Ни Беннистеру, ни Кассули, ни даже достопочтенному Джону не удалось убедить меня, а у Мики это получилось с пол-оборота. И я согласился — но только до тех пор, пока мы не получим доказательства. А затем я ухожу от всех этих толстосумов, втянувших меня в свои грязные делишки.
— Конечно, мы заплатим тебе, — заметил Мики.
— Не нужно мне никаких денег.
Он покачал головой:
— Ник, ты настоящий олух «Круглого стола».
Но самое главное — я теперь был не один.
* * *
На следующее утро я поездом поехал в Девон. Шел дождь. «Уайлдтрек» либо вернулся в гавань Хамбл, либо ушел на тренировки — на реке его не было. «Мистика» тоже исчезла, скорее всего, ее забрал негодующий представитель французской фирмы, сдающей суда напрокат.
Зато «Сикоракс» по-прежнему стояла у моего причала. Никто ее не тронул, она была в полном порядке, и я облегченно вздохнул.
Хромая, я подошел к судну и забрался в кубрик. Пока меня не было, Джимми привернул по левому борту пластины с цепями и подготовил место для установки грот— и бизань-мачты. Я открыл замок, висевший на двери каюты, и перемахнул через фальшборт. Кольт лежал на том же месте, где я его спрятал, под мотором. Если у Мульдера хватило наглости обшарить «Мистику», то почему бы ему не обыскать и «Сикоракс»?
Я прошел по палубе, надеясь увидеть Джимми. Все вокруг было неподвижно, и только по воде плясали маленькие круги от дождя. На меня вдруг навалилась такая усталость, словно я не спал по крайней мере сутки. Я похлопал по крыше каюты, приговаривая, что скоро мы отправимся в плавание, вот только задержимся ненадолго, чтобы изловить шайку богатеев.
Ни пива, ни еды на «Сикоракс» не осталось, поэтому я устало побрел к дому, но дверь оказалась запертой. Значит, экономка куда-то ушла, но я знал, где она прячет запасной ключ. Я вошел в дом, выпил на кухне пива, закусив бутербродом, положил себе мяса и прошагал в большую гостиную. Подойдя к окну, я засмотрелся на дождь. Вверх по реке шел экскурсионный теплоход, и к его иллюминаторам прильнули туристы — они глазели на дом Беннистера. Экскурсовод в этот момент наверняка говорил им, что они проезжают мимо владений знаменитого Тони. Через пару недель сюда нахлынут толпы зевак, привлеченные скандальными разоблачениями в газетах. Хозяева этих теплоходов, должно быть, неплохо заработали, пока продолжался суд над моим отцом.
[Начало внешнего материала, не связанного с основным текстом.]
PR #228, opened 2022-11-03
feat[HACBS-1038]: Merge clair scan with conftest clair in build-definitions

Josh-Everett:


task/conftest-clair/0.1/conftest-clair.yaml
```diff
@@ -36,5 +36,32 @@ spec:
                    failures: (.failures // [])|map(.metadata.details.name) | unique
                  }' $(workspaces.conftest-ws.path)/clair-vulnerabilities.json || true)
         echo "${HACBS_TEST_OUTPUT:-${HACBS_ERROR_OUTPUT}}" | tee $(results.HACBS_TEST_OUTPUT.path)
-  workspaces:
-    - name: conftest-ws
+---
+apiVersion: tekton.dev/v1beta1
+kind: Task
```
Michkov, line 41: it should be merged on step level, there should not be multiple tasks in one task dir.

Michkov (changes requested):

task/conftest-clair/0.1/conftest-clair.yaml
```diff
@@ -36,5 +36,32 @@ spec:
...
+      script: |
+        #!/usr/bin/env bash
+
+        imagewithouttag=$(echo '$(params.image-url)' | sed "s/\(.*\):.*/\1/" | tr -d '\n')
+        # strip new-line escape symbol from parameter and save it to variable
+        imageanddigest=$(echo $imagewithouttag@'$(params.image-digest)')
+
+        [ -f /workspace/registry-auth/.dockerconfigjson ] && REGISTRY_ARGS="/workspace/registry-auth/"
+
+        clair-action report --image-ref=$imageanddigest --db-path=/tmp/matcher.db --format=quay --docker-config-dir=$REGISTRY_ARGS > $(workspaces.clair-ws.path)/clair-result.json
```
jsztuka, line 67: Since the workspace(**conftest-ws** and **clair-ws**) is not required anymore, we can drop the part mentioning it: 
`$(workspaces.clair-ws.path)/clair-result.json`
Its also important to mention that get-clair-scan step, must preceeds **conftest-clair**.
One and only namespace that will remain is **registry-auth** since it is needed to get the report form private repos.

jsztuka: I recommend using tekton native fs for sharing the output of `get-clair-scan`. You can use /tekton/home folder for this purpose.

task/conftest-clair/0.1/conftest-clair.yaml
```diff
@@ -36,5 +36,32 @@ spec:
...
+---
+apiVersion: tekton.dev/v1beta1
+kind: Task
+metadata:
+  labels:
+    app.kubernetes.io/version: "0.1"
+  annotations:
+    tekton.dev/pipelines.minVersion: "0.12.1"
+    tekton.dev/tags: "appstudio, hacbs"
+  name: get-clair-scan
```
dirgim, line 48: For after the tasks are merged into a single task: I think it would probably be best to rename the resulting task to something like `clair-scan`

jsztuka:
One more thing that needs to be added.
Since we are using `[ -f /workspace/registry-auth/.dockerconfigjson ]` we need to reference this workspace for the task.
To achieve that, we just need this at the very bottom of the task:
```
  workspaces:
    - name: registry-auth
      optional: true
```

task/conftest-clair/0.1/conftest-clair.yaml
```diff
@@ -7,22 +7,39 @@ metadata:
   annotations:
     tekton.dev/pipelines.minVersion: "0.12.1"
     tekton.dev/tags: "appstudio, hacbs"
-  name: conftest-clair
```
hongweiliu17, line 10: From my point of view, naming the folder/file as the same name with task name `clair-scan` can make it easier to maintain/find the task.

task/conftest-clair/0.1/conftest-clair.yaml
```diff
@@ -34,7 +51,8 @@ spec:
                    namespace,
                    successes,
                    failures: (.failures // [])|map(.metadata.details.name) | unique
```
hongweiliu17, line 53: FYI, https://github.com/redhat-appstudio/build-definitions/blob/main/task/conftest-clair/0.1/conftest-clair.yaml is updated to use integer for failures field, so rebase is needed to load the change.

hongweiliu17:
> One more thing that needs to be added. Since we are using `[ -f /workspace/registry-auth/.dockerconfigjson ]` we need to reference this workspace for the task. To achieve that, we just need this at the very bottom of the task:
> 
> ```
>   workspaces:
>     - name: registry-auth
>       optional: true
> ```
> 
> Also I think that we can keep the empty README.md file in the directory.

We need to keep OWNERS file in this directory as well.

dirgim:
@Josh-Everett the PR is getting close, but there are conflicts that need to be resolved

jsztuka (approved):
lgtm

dirgim:
@Josh-Everett the PR looks good to me code-wise, can you squash the commits so it's a single one?

pipelines/template-build/template-build.yaml
```diff
@@ -188,31 +188,16 @@ spec:
       runAfter:
         - build-container
       taskRef:
-        name: get-clair-scan
+        name: clair-scan
```
Michkov, line 191: would be nice to rename the taskrun name (few lines above) get-clair-results -> clair-scan

Josh-Everett: ack , like this suggestion

dirgim (approved):
LGTM

PR #229, opened 2022-11-03
fix: build-and-push: mac os compatibility

psturc:


hack/build-and-push.sh
```diff
@@ -28,12 +34,6 @@ function save_ref() {
     echo "${tagRef}@${digest}"
 }
 
-if [[ $(uname) = Darwin ]]; then
-    CSPLIT_CMD="gcsplit"
-else
-    CSPLIT_CMD="csplit"
```
psturc, line 34: csplit is not used anymore

hack/build-and-push.sh
```diff
@@ -2,10 +2,16 @@
 
 set -e -o pipefail
 
+if [[ $(uname) = Darwin ]]; then
+    MKTEMP_CMD="gmktemp"
```
tkdchen, line 6: What is gmktemp?

PR #236, opened 2022-11-07
Pass task and pipeline bundles list via workspace

tkdchen:
Since the task and pipeline bundle are built and pushed per one respectively, the task-bundle-list and pipeline-bundle-list may exceed the limit size of tekton task result.

### DIFF
--- a/.tekton/push.yaml
+++ b/.tekton/push.yaml
@@ -60,11 +60,6 @@ spec:
           params:
             - name: revision
               type: string
-          results:
-            - name: TASK_BUNDLES
-              description: A "\n" separated list of created task bundles
-            - name: PIPELINE_BUNDLES
-              description: A "\n" separated list of created pipeline bundles
           steps:
             - name: build-bundles
               image: quay.io/redhat-appstudio/appstudio-utils:{{ revision }}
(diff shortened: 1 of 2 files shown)


.tekton/push.yaml
```diff
@@ -124,8 +117,8 @@ spec:
           - name: SCRIPT
             value: |
               BUNDLES=(
-                $(tasks.build-bundles.results.TASK_BUNDLES)
-                $(tasks.build-bundles.results.PIPELINE_BUNDLES)
+                $(workspaces.source.path)/task-bundle-list
```
Michkov, line 120: should not be `cat $(workspaces.source.path)/task-bundle-list`?

.tekton/push.yaml
```diff
@@ -134,8 +127,9 @@ spec:
                 --input data/acceptable_tekton_bundles.yml \
                 --replace \
                 "${BUNDLES_PARAM[@]}"
-        taskRef:
-          name: update-infra-deployments
+        workspaces:
+          - name: source
+            workspace: workspace
```
Michkov, line 132: task update-infra-deployments does not have workspace defined

PR #240, opened 2022-11-10
Use quay API to check if the task exists in current version

Michkov:
Check if task with tag '${version}-{file-git-sha}' exists, if so then skip pushing of the task since it's already there.


hack/build-and-push.sh
```diff
@@ -81,17 +81,22 @@ do
...
-
-    # copy task to new tag pointing to commit where the file was changed lastly, so that image persists
-    # even when original tag is updated
+    repository=${TEST_REPO_NAME:-task-${task_name}}
+    tag=${TEST_REPO_NAME:+${task_name}-}${task_version}
+    task_bundle=quay.io/$MY_QUAY_USER/${repository}:${tag}
     task_file_git_sha=$(git log -n 1 --pretty=format:%H -- ${task_file})
-    skopeo copy "docker://${task_bundle}" "docker://${task_bundle}-${task_file_git_sha}"
-
+    digest=$(curl -s https://quay.io/api/v1/repository/$MY_QUAY_USER/$repository/tag/?specificTag=${tag}-${task_file_git_sha} | yq '.tags[0].manifest_digest')
```
lcarva, line 88: Interesting! I was not aware of this API. I would've gone with something like:
```
skopeo inspect --no-tags "docker://${task_bundle}" | yq .Digest
```

lcarva (approved):
It's beautiful!

PR #245, opened 2022-11-29
Fix the build pipeline

zregvart:
[Make sure hermetic-build result is produced](https://github.com/redhat-appstudio/build-definitions/commit/dd729340099ee5440bc05f3a95d6a9088bd9f465)

If the Tekton Task result is not produced any when expression using that result will evaluate to `false`. The `hermetic-build` result of the `git-clone` Task would be set to `true` if and only if the `cachi2.params` exists in the workspace, if the file does not exist it will not be set.
The current default is that a when expression evaluating to false skips the task where the when expression is defined, but also all tasks that `runAfter` it. See[1],`scope-when-expressions-to-task` feature flag[2] and TEP-0059[3].
Without the `cachi2.params` file in the workspace, the when condition on the `prefetch-dependencies` would evaluate to false, and the `build-container` step that has `runAfter: prefetch-dependencies` would be skipped as well, cascading to every other step in the pipeline other than `show-summary` and `sast-snyk-check` tasks.
With this change the `hermetic-build` result is always set to either `"true"` or `"false"`.

[1] https://tekton.dev/docs/pipelines/pipelines/#guard-task-execution-using-when-expressions
[2] https://tekton.dev/docs/operator/tektonpipeline/
[3] https://github.com/tektoncd/community/blob/main/teps/0059-skipping-strategies.md

[Use resource dependencies](https://github.com/redhat-appstudio/build-definitions/commit/b238b09f1ec6258d11d3d3e30075ffaff9d5006e)

The parameters git and image URLs should be taken from the `clone-repository` and `build-container` tasks not from the user input.

This creates a resource dependency between the `sanity-inspect-image` task and the `build-container` task, so if the `build-container` task is skipped the `sanity-inspect-image` task will not be run. Not creating a resource dependency leads to `sanity-inspect-image` task running with an image reference pointing to an image that could not have been built in the pipeline when the `build-container` task is skipped.

Similarly for the `show-summary` task, as it now depends on `clone-repository` and `build-container` tasks running. And in addition to that the `show-summary` now includes git revision that was cloned, and since the image SHA-256 digest is passed the exact image that was built.

[1] https://tekton.dev/docs/pipelines/pipelines/#guard-task-execution-using-when-expressions

### DIFF
--- a/pipelines/template-build/template-build.yaml
+++ b/pipelines/template-build/template-build.yaml
@@ -129,7 +129,7 @@ spec:
         version: "0.1"
       params:
       - name: IMAGE_URL
-        value: $(params.output-image)
+        value: "$(tasks.build-container.results.IMAGE_URL)@$(tasks.build-container.results.IMAGE_DIGEST)"
       workspaces:
       - name: workspace
         workspace: workspace
@@ -270,9 +270,9 @@ spec:
       - name: pipeline-run-name
         value: "$(context.pipelineRun.name)"
       - name: git-url
-        value: "$(params.git-url)"
+        value: "$(tasks.clone-repository.results.url)?rev=$(tasks.clone-repository.results.commit)"
       - name: image-url
-        value: $(params.output-image)
+        value: "$(tasks.build-container.results.IMAGE_URL)@$(tasks.build-container.results.IMAGE_DIGEST)"
   results:
     - name: IMAGE_URL
       value: "$(tasks.build-container.results.IMAGE_URL)"
--- a/task/git-clone/0.1/git-clone.yaml
+++ b/task/git-clone/0.1/git-clone.yaml
@@ -193,6 +193,8 @@ spec:
       printf "%s" "${PARAM_URL}" > "$(results.url.path)"
       if [ -e cachi2.params ]; then
         printf "true" > "$(results.hermetic-build.path)"
+      else
+        printf "false" > "$(results.hermetic-build.path)"
       fi
   workspaces:
   - description: The git repo will be cloned onto the volume backing this Workspace.
--- a/task/sanity-inspect-image/0.1/sanity-inspect-image.yaml
+++ b/task/sanity-inspect-image/0.1/sanity-inspect-image.yaml
@@ -36,11 +36,18 @@ spec:
       BASE_IMAGE_INSPECT=base_image_inspect.json
       RAW_IMAGE_INSPECT=raw_image_inspect.json
 
-      echo "Inspecting manifest for source image $(params.IMAGE_URL)"
-      skopeo inspect --no-tags docker://$(params.IMAGE_URL) > $IMAGE_INSPECT
-      skopeo inspect --no-tags --raw docker://$(params.IMAGE_URL) > $RAW_IMAGE_INSPECT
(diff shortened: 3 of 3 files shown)


zregvart:
The `sanity-inspect-image` step fails with this change with:
```
Inspecting manifest for source image quay.io/redhat-appstudio/test-images:14d68911e6d941f997e8693bc6a5d92c@sha256:902ed9a2410e9b58dfe7b0259af41e13193310b2bd82b848a21f128fa701db52
time="2022-11-30T10:05:34Z" level=fatal msg="Error parsing image name \"docker://quay.io/redhat-appstudio/test-images:14d68911e6d941f997e8693bc6a5d92c@sha256:902ed9a2410e9b58dfe7b0259af41e13193310b2bd82b848a21f128fa701db52\": Docker references with both a tag and digest are currently not supported"
```

Michkov:
sanity-inspect-image failing on:
```
Inspecting manifest for source image quay.io/redhat-appstudio/test-images:14d68911e6d941f997e8693bc6a5d92c@sha256:902ed9a2410e9b58dfe7b0259af41e13193310b2bd82b848a21f128fa701db52
time="2022-11-30T10:05:34Z" level=fatal msg="Error parsing image name \"docker://quay.io/redhat-appstudio/test-images:14d68911e6d941f997e8693bc6a5d92c@sha256:902ed9a2410e9b58dfe7b0259af41e13193310b2bd82b848a21f128fa701db52\": Docker references with both a tag and digest are currently not supported"
```

zregvart:
@redhat-appstudio/build-team @redhat-appstudio/test-team please take a look

dirgim (approved):
LGTM

Michkov (approved):

pipelines/template-build/template-build.yaml
```diff
@@ -270,9 +270,9 @@ spec:
       - name: pipeline-run-name
         value: "$(context.pipelineRun.name)"
       - name: git-url
-        value: "$(params.git-url)"
+        value: "$(tasks.clone-repository.results.url)?rev=$(tasks.clone-repository.results.commit)"
       - name: image-url
-        value: $(params.output-image)
+        value: "$(tasks.build-container.results.IMAGE_URL)@$(tasks.build-container.results.IMAGE_DIGEST)"
```
lcarva, line 275: I thought the `show-summary` task was meant to always run (which is why it's in `finally`). There are cases where the pipeline skips the build on purpose because it determines that a build is not needed. Do we still want the `show-summary` task to run in such cases? With this change it will not.

zregvart: Correct, that is the side effect of this change. If the `build-container` step is skipped, `show-summary` will be skipped as well.

If we wish to have `show-summary` run always, this needs to be reverted. Obviously the intent with `finally` was to have it run always, that changes now because I wanted to have correct information presented. That's my reasoning at least, I could easily revert this.

WDYT @Michkov?

zregvart:
I'm going to merge this as it is blocking another PR. Easy to revert or touch up on in a followup PR.

pipelines/template-build/template-build.yaml
Michkov: Thinking of removing show-summary task completely

PR #255, opened 2022-12-16
Update cachi2 image to fix env vars used for build

chmeliik:
The currently used cachi2 image has a bug ([cachi2#45](https://github.com/containerbuildsystem/cachi2/pull/45)) where it will never generate any environment variables for the build. That means the GOMODCACHE environment variable won't be set => the build will not use the pre-fetched dependencies and will instead (try to) download them again.

Update to a fixed version.

### DIFF
--- a/task/prefetch-dependencies/0.1/prefetch-dependencies.yaml
+++ b/task/prefetch-dependencies/0.1/prefetch-dependencies.yaml
@@ -19,7 +19,7 @@ spec:
     name: flags
     default: ""
   steps:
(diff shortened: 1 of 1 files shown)


chmeliik:
@brunoapimentel @Michkov @tkdchen PTAL

We had a pretty nasty bug that would have broken hermetic builds if buildah's --network=none actually worked

But we have integration tests now, so it won't happen again :smile:

Michkov (approved):

PR #1969, opened 2025-02-25
Add test-coverity-availability-check.yaml

sfowl:
Adds a test for the expected behaviour for `coverity-availability-check` when the expected secrets are not available.

Related, I'm not sure if it's intended that `coverity-availability-check` currently does not write anything to `TEST_OUTPUT`, if these secrets are not available. Because of this, this test currently does not verify anything in `TEST_OUTPUT`.

### DIFF
--- a/task/coverity-availability-check/0.2/tests/test-coverity-availability-check.yaml
+++ b/task/coverity-availability-check/0.2/tests/test-coverity-availability-check.yaml
@@ -1,0 +1,39 @@
+---
+apiVersion: tekton.dev/v1
+kind: Pipeline
+metadata:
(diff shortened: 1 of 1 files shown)


kdudka (approved):
Looks good to me.  @jperezdealgaba Could you please have a quick look as the author of `coverity-availability-check` and confirm that the expected behavior verified by the test matches the intended one?

jperezdealgaba:
Just reviewed it. The testing pipeline looks good and the test makes sense. It is tested a negative use case of the image

dirgim (approved):
LGTM

PR #1970, opened 2025-02-25
chore(KFLUXVNGD-210): Add source dir to tkn bundle

avi-biton:
- Update recipe.yml to update workspace
- Add `SOURCE_CODE_DIR` to point to the source folder (defaults to `source`)
- Update `tkn-bundle-oci-ta` task

### DIFF
--- a/task/tkn-bundle-oci-ta/0.1/tkn-bundle-oci-ta.yaml
+++ b/task/tkn-bundle-oci-ta/0.1/tkn-bundle-oci-ta.yaml
@@ -28,6 +28,10 @@ spec:
       description: The Trusted Artifact URI pointing to the artifact with
         the application source code.
       type: string
+    - name: SOURCE_CODE_DIR
+      description: Source code directory in the working dir
+      type: string
+      default: source
     - name: STEPS_IMAGE
       description: An optional image to configure task steps with in the bundle
       type: string
@@ -47,6 +51,8 @@ spec:
     env:
       - name: HOME
         value: $(params.HOME)
+      - name: SOURCE_CODE_DIR
+        value: $(params.SOURCE_CODE_DIR)
       - name: TASK_FILE
         value: tekton_task_files
     volumeMounts:
@@ -60,7 +66,7 @@ spec:
         - $(params.SOURCE_ARTIFACT)=/var/workdir/source
     - name: modify-task-files
       image: quay.io/konflux-ci/konflux-test:latest@sha256:d596724343a31c201a5c2e79f233f9ef78ac65726ae4ed5ffa41d76b3dac630f
-      workingDir: /var/workdir/source
+      workingDir: /var/workdir
       env:
         - name: CONTEXT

Хлопнула входная дверь, и я обернулся, ожидая увидеть экономку, спешащую на кухню, но вместо этого в гостиную вошла Анжела Уэстмакот и остановилась как вкопанная, явно не готовая встретить здесь меня.
— Добрый день, — сказал я.
— Я думала, ты ушел, — ехидно заметила она.
— Как раз об этом я и собирался поговорить, — ответил я.
— Что, деньги нужны? — В руках у нее была уйма пакетов с покупками. Прежде чем снять мокрый плащ, она сложила их на диван. — Так ты участвуешь в фильме или нет? — требовательно спросила Анжела.
— Думаю, мы могли бы закончить его, — промямлил я, верный данному Мики слову.